TO DO: Copy nothing before the line containing "konradko: why are we doing this?". Reproduce that line and all that follow, exactly, through the end of the records.
══ DATA TO USE
PR #240, opened 2017-12-12
Add security headers

richtier:
[this task](https://uktrade.atlassian.net/browse/ED-2913)


core/templates/core/base.html
```diff
@@ -7,6 +7,7 @@
         <meta id="utmCookieDomain" value="{{ analytics.UTM_COOKIE_DOMAIN }}" />
         {% include 'core/google_tag_manager_head.html' %}
         <meta charset="utf-8" />
+        <meta name="referrer" content="no-referrer">
```
konradko: why are we doing this?

richtier: django does not provide an out of the box way to add the "Referrer-Policy" header.

however, browsers support setting it via this `meta` approach.

So this is a valid but simpler way to achieve the same outcome.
════
RESULT OF THIS TASK:
konradko: why are we doing this?

richtier: django does not provide an out of the box way to add the "Referrer-Policy" header.

however, browsers support setting it via this `meta` approach.

So this is a valid but simpler way to achieve the same outcome.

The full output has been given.